_Provided entries_:
__________
Issue #1644, opened 2015-06-04
Add response headers to Params tab


zapbot:
```
Is it possible to add a Headers tab (similar to Parameters tab) which contains all headers
found for a specific site/scope?
```

Original issue reported on code.google.com by `marabicudi` on 2015-05-19 12:36:09

kingthorin:
I've been thinking about this lately. I think it's ok to leave this as parameters (unless we get feedback to the contrary in the future). Headers are "parameters" of the traffic being proxied, though they technically aren't parameters unto themselves.

kingthorin:
Updated subject to more closely reflect the comments from May 2015.

kingthorin:
Oops, tks @thc202

thc202:
No problem.

PR #3317, opened 2017-03-23
Issue 1644 Add Headers To Params Tab

kingthorin:
Response header fields are now displayed in the Params tab.

ExtensionParams modified to handle response header "parameters".
HtmlParameter add "header" type to Type enum.
Messages.properties add params.type.header.
SiteParameters modified to handle response header "parameters".

Fixes zaproxy/zaproxy#1644

### DIFF
--- a/src/org/parosproxy/paros/network/HtmlParameter.java
+++ b/src/org/parosproxy/paros/network/HtmlParameter.java
@@ -26,7 +26,7 @@ import java.util.Set;
 
 public class HtmlParameter implements Comparable<HtmlParameter> {
 	public enum Type {
-		cookie, form, url
+		cookie, form, url, header
 	};
 
 	public enum Flags {
--- a/src/org/zaproxy/zap/extension/params/ExtensionParams.java
+++ b/src/org/zaproxy/zap/extension/params/ExtensionParams.java
@@ -22,6 +22,7 @@ package org.zaproxy.zap.extension.params;
 import java.awt.EventQueue;
 import java.net.MalformedURLException;
 import java.net.URL;
+import java.util.Arrays;
 import java.util.Collection;
 import java.util.Enumeration;
 import java.util.HashMap;
@@ -46,6 +47,8 @@ import org.parosproxy.paros.model.Model;
 import org.parosproxy.paros.model.Session;
 import org.parosproxy.paros.model.SiteNode;
 import org.parosproxy.paros.network.HtmlParameter;
+import org.parosproxy.paros.network.HttpHeader;
+import org.parosproxy.paros.network.HttpHeaderField;
 import org.parosproxy.paros.network.HttpMessage;
 import org.zaproxy.zap.extension.anticsrf.ExtensionAntiCSRF;
 import org.zaproxy.zap.extension.help.ExtensionHelp;
@@ -349,6 +352,17 @@ public class ExtensionParams extends ExtensionAdaptor
 			persist(sps.addParam(site, iter.next(), msg));
 		}
 
+		// Header "Parameters"
+		List<HttpHeaderField> headersList = msg.getResponseHeader().getHeaders();
+		List<String> setCookieHeaders = Arrays.asList(HttpHeader.SET_COOKIE.toLowerCase(), HttpHeader.SET_COOKIE2.toLowerCase());
+		for (HttpHeaderField hdrField:headersList) {
+			if (setCookieHeaders.contains(hdrField.getName().toLowerCase())) {
+				continue;
+			}
+			HtmlParameter headerParam = new HtmlParameter(HtmlParameter.Type.header, hdrField.getName(), hdrField.getValue());
+			persist(sps.addParam(site, headerParam, msg));
+		}
+		
 		// TODO Only do if response URL different to request? 
 		// URL Parameters
 		/*
@@ -385,6 +399,8 @@ public class ExtensionParams extends ExtensionAdaptor
 					extSearch.search("[?&]" + item.getName() + "=.*", ExtensionSearch.Type.URL, true, false);
 				} else if (HtmlParameter.Type.cookie.equals(item.getType())) {
 						extSearch.search(/*".*" + */item.getName() + "=.*", ExtensionSearch.Type.Header, true, false);
+				} else if (HtmlParameter.Type.header.equals(item.getType())) {
+					extSearch.search(item.getName() + ":.*", ExtensionSearch.Type.Header, true, false);
 				} else {
 					// FORM
 					extSearch.search(/*".*" + */item.getName() + "=.*", ExtensionSearch.Type.Request, true, false);
--- a/src/org/zaproxy/zap/extension/params/SiteParameters.java
+++ b/src/org/zaproxy/zap/extension/params/SiteParameters.java
@@ -39,6 +39,7 @@ public class SiteParameters {
 	private Map<String, HtmlParameterStats> cookieParams = new HashMap<>();
 	private Map<String, HtmlParameterStats> urlParams = new HashMap<>();
 	private Map<String, HtmlParameterStats> formParams = new HashMap<>();
+	private Map<String, HtmlParameterStats> headerParams = new HashMap<>();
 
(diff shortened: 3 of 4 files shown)


kingthorin:
I'll add the fixes entry after review.

kingthorin:
I'll put together the necessary help PR separately:
https://github.com/zaproxy/zap-core-help/wiki/HelpUiTabsParams

src/org/parosproxy/paros/network/HtmlParameter.java
```diff
@@ -26,7 +26,7 @@
 
 public class HtmlParameter implements Comparable<HtmlParameter> {
 	public enum Type {
-		cookie, form, url
+		cookie, form, url, header
```
thc202: Worth adding the new value all upper case.

src/org/zaproxy/zap/extension/params/ExtensionParams.java
```diff
@@ -349,6 +350,15 @@ public boolean onHttpResponseReceive(HttpMessage msg) {
 			persist(sps.addParam(site, iter.next(), msg));
 		}
 
+		// Header "Parameters"
+		List<HttpHeaderField> headersList = msg.getResponseHeader().getHeaders();
+		Iterator<HttpHeaderField> hdrIter = headersList.iterator();
+		while (hdrIter.hasNext()) {
```
thc202: Could use an enhanced for (avoids the explicit hasNext/next calls).

src/org/zaproxy/zap/extension/params/ExtensionParams.java
```diff
@@ -349,6 +350,15 @@ public boolean onHttpResponseReceive(HttpMessage msg) {
 			persist(sps.addParam(site, iter.next(), msg));
 		}
 
+		// Header "Parameters"
+		List<HttpHeaderField> headersList = msg.getResponseHeader().getHeaders();
+		Iterator<HttpHeaderField> hdrIter = headersList.iterator();
+		while (hdrIter.hasNext()) {
+			HttpHeaderField hdrField = hdrIter.next();
+			HtmlParameter headerParam = new HtmlParameter(HtmlParameter.Type.header, hdrField.getName(), hdrField.getValue());
+			sps.addParam(site, headerParam, msg);
```
thc202: It's not persisting the headers (`SiteParameters` would have to be changed too, though).

thc202:
- Should Set-Cookie headers be ignored? (Cookies are already being handled.) Still useful to show separately as a header?
 - Should request headers be processed too?
 - The method `ExtensionParams.searchForSelectedParam` should be updated to handle the new type (or, the pop up menu item changed to not be shown for the new type).
 - The class `SiteParameters` was not updated to handle the new type, was that on purpose? (That means the values will not be available through the ZAP API, nor read from the session or have cumulative stats.)

There's a typo in the commit message in "parameters".

src/org/parosproxy/paros/network/HtmlParameter.java
kingthorin: Sure, was just trying to remain consistent

thc202: OK, lets leave it all lower case then (if/when we break compatibility we can change all of them).

kingthorin:
Yes set-Cookie could probably be ignored.  Will tweak for that. 
I'm by no means set on only doing response headers. However through experience that's where the majority of interesting things are. It also seemed like that's what the original ticket was after... 
Resting site params, search, and commit msg will do.

thc202:
OK, sounds good to me (we can always add that later if needed).

src/org/zaproxy/zap/extension/params/ExtensionParams.java
```diff
@@ -349,6 +352,17 @@ public boolean onHttpResponseReceive(HttpMessage msg) {
 			persist(sps.addParam(site, iter.next(), msg));
 		}
 
+		// Header "Parameters"
+		List<HttpHeaderField> headersList = msg.getResponseHeader().getHeaders();
+		String[] setCookieHeaders = {HttpHeader.SET_COOKIE, HttpHeader.SET_COOKIE2};
```
thc202: Could be converted to List here, also, we should lower case these headers and the one being checked (to ensure that we do a case insensitive check).

src/org/zaproxy/zap/extension/params/ExtensionParams.java
```diff
@@ -349,6 +352,17 @@ public boolean onHttpResponseReceive(HttpMessage msg) {
...
 
+		// Header "Parameters"
+		List<HttpHeaderField> headersList = msg.getResponseHeader().getHeaders();
+		String[] setCookieHeaders = {HttpHeader.SET_COOKIE, HttpHeader.SET_COOKIE2};
+		for (HttpHeaderField hdrField:headersList) {
+			if (Arrays.asList(setCookieHeaders).contains(hdrField.getName())) {
+				continue;
+			}
+			HtmlParameter headerParam = new HtmlParameter(HtmlParameter.Type.header, hdrField.getName(), hdrField.getValue());
+			sps.addParam(site, headerParam, msg);
```
thc202: The headers are not being persisted.

src/org/zaproxy/zap/extension/params/ExtensionParams.java
```diff
@@ -385,6 +399,8 @@ protected void searchForSelectedParam() {
 					extSearch.search("[?&]" + item.getName() + "=.*", ExtensionSearch.Type.URL, true, false);
 				} else if (HtmlParameter.Type.cookie.equals(item.getType())) {
 						extSearch.search(/*".*" + */item.getName() + "=.*", ExtensionSearch.Type.Header, true, false);
+				} else if (HtmlParameter.Type.header.equals(item.getType())) {
+					extSearch.search(/*".*" + */item.getName() + ":.*", ExtensionSearch.Type.Header, true, false);
```
thc202: The commented code could be removed (the header name starts the line).

src/org/zaproxy/zap/extension/params/SiteParameters.java
```diff
@@ -60,7 +61,7 @@ public void setSite(String site) {
 	 * @since 2.5.0
 	 */
 	public boolean hasParams() {
-		return !cookieParams.isEmpty() || !urlParams.isEmpty() || !formParams.isEmpty();
+		return !cookieParams.isEmpty() || !urlParams.isEmpty() || !formParams.isEmpty() || !headerParams.isEmpty();
```
thc202: The JavaDoc should be updated to also mention the headers (or, remove the type enumeration?).

src/org/zaproxy/zap/extension/params/SiteParameters.java
```diff
@@ -93,21 +96,21 @@ public HtmlParameterStats getParam(HtmlParameter.Type type, String name) {
 				params.add(param);
 			}
 			break;
+		case header:
+			for (HtmlParameterStats param : this.headerParams.values()) {
+				params.add(param);
```
thc202: This could also use the `addAll` (same for above cases), as done in `getParams()`.

thc202:
Does it worth ignoring other common headers (e.g. `Content-Length`, `Date`, `Keep-Alive`)?

kingthorin:
Probably but I think if we're going to do something like that it should be declared in `HttpHeader` as a list of those common headers. So that maintenance is simple and it can be leveraged consistently elsewhere. Should I include such a change in this PR or separately and then do another PR for this to leverage it?

src/org/zaproxy/zap/extension/params/SiteParameters.java
kingthorin: Would it be better if it used `getParams().isEmpty()`?

thc202: I'd say no, that requires extra processing and a new list.

thc202:
Just accessing them, it doesn't, but if you spider them, it might be different. I'm fine leaving as is though.

thc202:
Thanks!

kingthorin:
Updated commit message with fix tag.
__________
_What you should do_:
Copy out, from the listing above, every line that contains the string "equals".

_Response for this exercise_:
 				} else if (HtmlParameter.Type.cookie.equals(item.getType())) {
+				} else if (HtmlParameter.Type.header.equals(item.getType())) {
 				} else if (HtmlParameter.Type.cookie.equals(item.getType())) {
+				} else if (HtmlParameter.Type.header.equals(item.getType())) {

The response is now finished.